§ **Your assignment**:
Copy out every line in the entries below that includes "uses".

....

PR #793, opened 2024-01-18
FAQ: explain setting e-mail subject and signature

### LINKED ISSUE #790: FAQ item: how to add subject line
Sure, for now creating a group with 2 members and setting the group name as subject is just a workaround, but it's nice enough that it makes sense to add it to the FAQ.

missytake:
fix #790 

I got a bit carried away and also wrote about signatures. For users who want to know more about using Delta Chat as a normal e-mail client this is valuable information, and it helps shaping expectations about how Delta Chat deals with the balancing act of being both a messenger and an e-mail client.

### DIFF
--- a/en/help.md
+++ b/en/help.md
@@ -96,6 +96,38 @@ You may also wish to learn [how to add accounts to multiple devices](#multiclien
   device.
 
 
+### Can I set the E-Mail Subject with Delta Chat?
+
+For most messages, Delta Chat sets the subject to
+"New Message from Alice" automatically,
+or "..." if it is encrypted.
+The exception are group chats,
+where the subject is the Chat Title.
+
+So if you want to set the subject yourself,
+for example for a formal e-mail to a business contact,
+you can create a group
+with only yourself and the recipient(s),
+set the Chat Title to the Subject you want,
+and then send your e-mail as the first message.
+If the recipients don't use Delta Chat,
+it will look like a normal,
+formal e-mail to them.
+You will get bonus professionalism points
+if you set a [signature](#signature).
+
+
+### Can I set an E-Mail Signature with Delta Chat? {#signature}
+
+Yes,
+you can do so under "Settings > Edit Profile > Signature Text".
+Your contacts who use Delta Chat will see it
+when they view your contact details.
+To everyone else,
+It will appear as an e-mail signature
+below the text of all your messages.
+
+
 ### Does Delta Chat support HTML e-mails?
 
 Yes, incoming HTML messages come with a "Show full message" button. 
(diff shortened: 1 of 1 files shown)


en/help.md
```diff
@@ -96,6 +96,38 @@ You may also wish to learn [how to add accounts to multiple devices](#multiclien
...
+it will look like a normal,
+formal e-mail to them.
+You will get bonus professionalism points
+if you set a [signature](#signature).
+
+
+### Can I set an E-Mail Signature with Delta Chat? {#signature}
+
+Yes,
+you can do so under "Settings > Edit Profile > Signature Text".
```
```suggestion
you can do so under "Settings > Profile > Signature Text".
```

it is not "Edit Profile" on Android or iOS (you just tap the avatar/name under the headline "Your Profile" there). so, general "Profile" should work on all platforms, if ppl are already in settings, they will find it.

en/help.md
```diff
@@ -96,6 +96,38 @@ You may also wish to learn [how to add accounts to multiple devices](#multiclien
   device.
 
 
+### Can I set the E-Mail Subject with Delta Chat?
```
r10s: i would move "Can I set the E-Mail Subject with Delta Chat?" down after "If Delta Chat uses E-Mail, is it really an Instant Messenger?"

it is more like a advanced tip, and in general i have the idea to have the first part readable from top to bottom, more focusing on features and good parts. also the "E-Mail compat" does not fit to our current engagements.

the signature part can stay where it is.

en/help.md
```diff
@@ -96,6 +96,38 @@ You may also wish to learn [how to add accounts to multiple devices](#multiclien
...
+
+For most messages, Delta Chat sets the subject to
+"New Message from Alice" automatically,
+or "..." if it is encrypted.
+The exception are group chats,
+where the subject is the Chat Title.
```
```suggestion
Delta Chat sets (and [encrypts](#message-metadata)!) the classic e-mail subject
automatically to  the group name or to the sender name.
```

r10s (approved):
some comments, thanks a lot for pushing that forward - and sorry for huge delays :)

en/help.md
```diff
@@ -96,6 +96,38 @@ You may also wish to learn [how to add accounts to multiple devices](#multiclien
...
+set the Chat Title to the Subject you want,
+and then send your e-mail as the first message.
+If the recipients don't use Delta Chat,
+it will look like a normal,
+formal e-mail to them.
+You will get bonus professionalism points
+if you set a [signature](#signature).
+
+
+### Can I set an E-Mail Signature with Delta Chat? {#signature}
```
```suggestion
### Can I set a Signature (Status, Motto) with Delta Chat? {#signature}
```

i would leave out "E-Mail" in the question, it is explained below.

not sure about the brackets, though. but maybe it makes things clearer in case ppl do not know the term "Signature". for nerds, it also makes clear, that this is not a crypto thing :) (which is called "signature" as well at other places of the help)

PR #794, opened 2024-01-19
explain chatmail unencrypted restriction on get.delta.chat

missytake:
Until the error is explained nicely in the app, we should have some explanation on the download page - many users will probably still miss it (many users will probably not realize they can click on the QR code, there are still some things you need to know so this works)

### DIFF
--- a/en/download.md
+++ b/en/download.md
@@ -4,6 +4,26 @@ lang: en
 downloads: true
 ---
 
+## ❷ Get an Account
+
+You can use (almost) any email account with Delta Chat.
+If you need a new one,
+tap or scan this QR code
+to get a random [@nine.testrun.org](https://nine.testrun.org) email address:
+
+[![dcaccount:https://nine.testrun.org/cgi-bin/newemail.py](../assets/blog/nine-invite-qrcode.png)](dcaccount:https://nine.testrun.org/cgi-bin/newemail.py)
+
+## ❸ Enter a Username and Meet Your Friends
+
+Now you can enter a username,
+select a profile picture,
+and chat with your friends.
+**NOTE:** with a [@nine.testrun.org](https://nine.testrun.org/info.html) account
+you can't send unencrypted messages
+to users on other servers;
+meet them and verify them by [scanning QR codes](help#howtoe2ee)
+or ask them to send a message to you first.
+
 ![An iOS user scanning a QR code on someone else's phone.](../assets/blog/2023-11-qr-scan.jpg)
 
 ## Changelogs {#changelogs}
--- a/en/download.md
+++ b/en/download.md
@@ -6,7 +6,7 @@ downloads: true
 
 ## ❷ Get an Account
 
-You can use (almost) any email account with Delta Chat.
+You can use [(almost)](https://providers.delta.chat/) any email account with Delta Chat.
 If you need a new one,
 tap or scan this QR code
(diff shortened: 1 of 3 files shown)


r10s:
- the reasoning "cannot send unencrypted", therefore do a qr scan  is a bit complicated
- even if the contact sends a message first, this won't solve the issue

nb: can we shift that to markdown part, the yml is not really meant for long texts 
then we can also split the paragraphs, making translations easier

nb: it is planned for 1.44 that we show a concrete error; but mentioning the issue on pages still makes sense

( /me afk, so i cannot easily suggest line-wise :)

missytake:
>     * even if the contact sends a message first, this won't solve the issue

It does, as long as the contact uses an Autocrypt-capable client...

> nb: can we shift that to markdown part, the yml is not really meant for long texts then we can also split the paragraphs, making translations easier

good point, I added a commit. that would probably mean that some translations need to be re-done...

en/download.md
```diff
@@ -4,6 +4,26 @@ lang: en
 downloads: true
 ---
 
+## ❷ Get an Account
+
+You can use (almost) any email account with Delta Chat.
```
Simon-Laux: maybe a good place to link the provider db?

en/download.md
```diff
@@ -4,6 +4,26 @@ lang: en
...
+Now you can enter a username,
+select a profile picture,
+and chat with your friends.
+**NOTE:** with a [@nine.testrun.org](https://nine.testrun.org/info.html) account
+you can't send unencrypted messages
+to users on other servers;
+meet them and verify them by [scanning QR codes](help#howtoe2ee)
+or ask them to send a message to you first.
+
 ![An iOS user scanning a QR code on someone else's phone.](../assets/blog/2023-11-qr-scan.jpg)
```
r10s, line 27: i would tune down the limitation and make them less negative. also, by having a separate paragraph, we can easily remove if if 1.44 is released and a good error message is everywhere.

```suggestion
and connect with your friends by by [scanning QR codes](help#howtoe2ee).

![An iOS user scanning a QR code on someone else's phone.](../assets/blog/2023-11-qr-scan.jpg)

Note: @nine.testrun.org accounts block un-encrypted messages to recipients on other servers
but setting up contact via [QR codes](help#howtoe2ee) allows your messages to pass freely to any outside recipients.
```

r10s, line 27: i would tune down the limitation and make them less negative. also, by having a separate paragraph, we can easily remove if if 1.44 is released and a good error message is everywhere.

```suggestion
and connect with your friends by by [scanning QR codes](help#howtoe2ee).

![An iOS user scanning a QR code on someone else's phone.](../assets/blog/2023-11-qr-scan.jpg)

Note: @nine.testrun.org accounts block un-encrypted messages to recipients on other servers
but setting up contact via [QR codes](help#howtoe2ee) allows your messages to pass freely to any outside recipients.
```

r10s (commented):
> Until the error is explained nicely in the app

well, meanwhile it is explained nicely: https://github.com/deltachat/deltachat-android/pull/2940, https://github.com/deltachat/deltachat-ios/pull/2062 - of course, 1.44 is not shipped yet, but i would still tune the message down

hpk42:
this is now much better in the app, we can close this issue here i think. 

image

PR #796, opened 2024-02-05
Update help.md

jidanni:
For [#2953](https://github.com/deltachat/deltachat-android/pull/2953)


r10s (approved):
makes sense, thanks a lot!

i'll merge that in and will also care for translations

....

§ **Written answer**:
r10s: i would move "Can I set the E-Mail Subject with Delta Chat?" down after "If Delta Chat uses E-Mail, is it really an Instant Messenger?"
It does, as long as the contact uses an Autocrypt-capable client...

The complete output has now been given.